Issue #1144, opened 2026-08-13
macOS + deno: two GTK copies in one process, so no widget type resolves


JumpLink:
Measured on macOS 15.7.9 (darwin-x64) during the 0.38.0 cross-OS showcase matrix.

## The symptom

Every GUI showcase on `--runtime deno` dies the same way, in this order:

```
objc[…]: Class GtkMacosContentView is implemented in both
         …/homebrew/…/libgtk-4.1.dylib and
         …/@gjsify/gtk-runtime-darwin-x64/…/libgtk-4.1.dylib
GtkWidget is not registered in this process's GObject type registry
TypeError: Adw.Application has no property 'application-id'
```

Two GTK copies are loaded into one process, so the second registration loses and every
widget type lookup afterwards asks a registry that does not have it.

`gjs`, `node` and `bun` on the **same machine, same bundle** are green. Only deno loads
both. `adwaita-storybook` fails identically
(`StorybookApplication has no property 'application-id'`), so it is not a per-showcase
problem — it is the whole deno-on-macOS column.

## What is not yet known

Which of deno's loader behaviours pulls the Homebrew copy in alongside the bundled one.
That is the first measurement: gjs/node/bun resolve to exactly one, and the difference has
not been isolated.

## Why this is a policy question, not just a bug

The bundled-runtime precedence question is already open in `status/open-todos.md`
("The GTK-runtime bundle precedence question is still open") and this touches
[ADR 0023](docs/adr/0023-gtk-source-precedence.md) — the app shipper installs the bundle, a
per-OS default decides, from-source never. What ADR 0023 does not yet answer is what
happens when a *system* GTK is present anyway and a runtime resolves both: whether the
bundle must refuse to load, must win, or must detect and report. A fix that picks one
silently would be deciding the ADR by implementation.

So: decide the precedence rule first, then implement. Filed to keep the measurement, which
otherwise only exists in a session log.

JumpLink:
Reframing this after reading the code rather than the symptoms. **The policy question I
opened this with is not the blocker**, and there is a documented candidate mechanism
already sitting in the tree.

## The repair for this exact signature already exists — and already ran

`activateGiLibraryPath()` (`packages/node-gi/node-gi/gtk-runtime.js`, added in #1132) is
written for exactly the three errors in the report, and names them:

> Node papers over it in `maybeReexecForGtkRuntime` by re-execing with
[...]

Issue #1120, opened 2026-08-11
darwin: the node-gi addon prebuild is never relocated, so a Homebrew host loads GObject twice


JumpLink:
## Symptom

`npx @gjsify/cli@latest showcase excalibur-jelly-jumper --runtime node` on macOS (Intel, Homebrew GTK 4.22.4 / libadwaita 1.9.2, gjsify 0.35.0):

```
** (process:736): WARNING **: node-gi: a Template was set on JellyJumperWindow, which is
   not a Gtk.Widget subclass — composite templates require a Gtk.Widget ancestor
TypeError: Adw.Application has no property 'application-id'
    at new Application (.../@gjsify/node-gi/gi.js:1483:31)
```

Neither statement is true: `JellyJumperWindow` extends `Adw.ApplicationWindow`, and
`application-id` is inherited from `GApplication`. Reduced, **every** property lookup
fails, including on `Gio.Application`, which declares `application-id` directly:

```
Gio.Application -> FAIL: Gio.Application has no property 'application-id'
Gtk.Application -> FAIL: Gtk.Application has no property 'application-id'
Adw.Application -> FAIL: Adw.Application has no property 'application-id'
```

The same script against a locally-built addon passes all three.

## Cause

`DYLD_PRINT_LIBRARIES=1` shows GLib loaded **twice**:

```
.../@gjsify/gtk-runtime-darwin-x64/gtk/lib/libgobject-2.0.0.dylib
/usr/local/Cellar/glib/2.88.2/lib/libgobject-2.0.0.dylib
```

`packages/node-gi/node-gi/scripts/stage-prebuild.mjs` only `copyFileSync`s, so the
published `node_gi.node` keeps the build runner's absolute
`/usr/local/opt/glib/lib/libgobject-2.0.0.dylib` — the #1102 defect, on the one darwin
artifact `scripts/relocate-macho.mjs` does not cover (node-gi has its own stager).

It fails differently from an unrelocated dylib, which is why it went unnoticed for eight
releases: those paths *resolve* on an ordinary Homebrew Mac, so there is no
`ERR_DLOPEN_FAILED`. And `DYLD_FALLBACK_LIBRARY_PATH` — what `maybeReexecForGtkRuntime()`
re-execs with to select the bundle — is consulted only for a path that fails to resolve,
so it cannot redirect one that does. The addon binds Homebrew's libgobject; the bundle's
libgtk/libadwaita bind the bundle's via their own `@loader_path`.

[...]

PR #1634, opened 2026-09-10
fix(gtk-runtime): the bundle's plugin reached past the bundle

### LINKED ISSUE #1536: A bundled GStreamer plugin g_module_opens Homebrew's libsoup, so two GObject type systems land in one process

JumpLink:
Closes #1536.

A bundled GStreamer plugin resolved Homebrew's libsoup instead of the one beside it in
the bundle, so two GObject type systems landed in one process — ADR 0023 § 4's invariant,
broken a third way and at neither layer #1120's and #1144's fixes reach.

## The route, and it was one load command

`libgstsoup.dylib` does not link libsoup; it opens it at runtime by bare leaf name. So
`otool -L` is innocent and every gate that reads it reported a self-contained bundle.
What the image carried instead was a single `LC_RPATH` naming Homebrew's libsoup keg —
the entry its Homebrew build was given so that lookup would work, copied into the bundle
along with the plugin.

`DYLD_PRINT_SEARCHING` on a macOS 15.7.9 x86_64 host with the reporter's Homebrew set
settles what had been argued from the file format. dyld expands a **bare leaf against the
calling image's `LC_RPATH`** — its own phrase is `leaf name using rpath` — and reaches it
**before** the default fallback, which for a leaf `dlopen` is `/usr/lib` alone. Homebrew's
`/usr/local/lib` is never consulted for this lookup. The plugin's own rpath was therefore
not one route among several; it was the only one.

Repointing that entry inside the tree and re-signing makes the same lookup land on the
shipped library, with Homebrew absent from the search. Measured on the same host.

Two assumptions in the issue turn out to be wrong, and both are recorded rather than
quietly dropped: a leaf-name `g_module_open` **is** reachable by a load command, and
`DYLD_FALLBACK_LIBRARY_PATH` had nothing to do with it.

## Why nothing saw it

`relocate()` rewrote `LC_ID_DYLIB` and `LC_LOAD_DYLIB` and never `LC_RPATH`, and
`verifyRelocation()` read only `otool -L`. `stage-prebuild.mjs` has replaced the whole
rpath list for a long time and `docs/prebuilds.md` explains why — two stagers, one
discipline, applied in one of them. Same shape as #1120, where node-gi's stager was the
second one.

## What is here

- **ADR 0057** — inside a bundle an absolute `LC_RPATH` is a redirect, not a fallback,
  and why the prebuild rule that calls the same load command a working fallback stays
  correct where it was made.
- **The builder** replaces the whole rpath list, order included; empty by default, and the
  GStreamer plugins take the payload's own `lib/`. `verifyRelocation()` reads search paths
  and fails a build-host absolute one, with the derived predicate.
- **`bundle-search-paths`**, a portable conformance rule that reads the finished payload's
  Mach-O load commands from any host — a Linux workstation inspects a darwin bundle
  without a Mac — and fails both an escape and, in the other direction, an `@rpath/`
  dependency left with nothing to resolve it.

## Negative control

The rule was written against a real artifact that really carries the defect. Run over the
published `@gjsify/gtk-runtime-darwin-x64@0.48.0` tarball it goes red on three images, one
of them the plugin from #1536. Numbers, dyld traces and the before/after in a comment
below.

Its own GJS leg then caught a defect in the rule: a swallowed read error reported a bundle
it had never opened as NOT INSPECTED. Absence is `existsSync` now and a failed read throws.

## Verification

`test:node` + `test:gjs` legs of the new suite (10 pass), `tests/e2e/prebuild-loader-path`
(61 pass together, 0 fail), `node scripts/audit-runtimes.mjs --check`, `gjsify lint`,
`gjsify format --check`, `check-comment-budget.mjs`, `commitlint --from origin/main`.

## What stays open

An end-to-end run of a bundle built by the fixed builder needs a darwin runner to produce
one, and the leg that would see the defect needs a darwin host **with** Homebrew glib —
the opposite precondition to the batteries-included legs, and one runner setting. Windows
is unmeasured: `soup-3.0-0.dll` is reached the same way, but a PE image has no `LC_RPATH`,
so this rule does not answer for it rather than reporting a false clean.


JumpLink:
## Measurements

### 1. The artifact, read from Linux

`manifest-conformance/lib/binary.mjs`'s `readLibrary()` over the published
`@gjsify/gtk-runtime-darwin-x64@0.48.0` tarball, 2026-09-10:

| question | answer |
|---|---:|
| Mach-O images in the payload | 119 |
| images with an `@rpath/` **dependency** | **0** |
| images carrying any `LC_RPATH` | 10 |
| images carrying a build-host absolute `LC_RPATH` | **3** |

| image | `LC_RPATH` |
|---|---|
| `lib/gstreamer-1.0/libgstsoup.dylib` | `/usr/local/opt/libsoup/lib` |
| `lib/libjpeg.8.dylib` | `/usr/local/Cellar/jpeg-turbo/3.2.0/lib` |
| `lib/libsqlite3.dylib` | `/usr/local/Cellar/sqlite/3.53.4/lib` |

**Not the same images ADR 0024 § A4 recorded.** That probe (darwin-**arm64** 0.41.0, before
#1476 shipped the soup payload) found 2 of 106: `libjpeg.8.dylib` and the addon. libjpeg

# Assigned task:
Lines holding the word "then" in the entries above are the ones to pull out. Copy them all.

# Task result:
So: decide the precedence rule first, then implement. Filed to keep the measurement, which
Its own GJS leg then caught a defect in the rule: a swallowed read error reported a bundle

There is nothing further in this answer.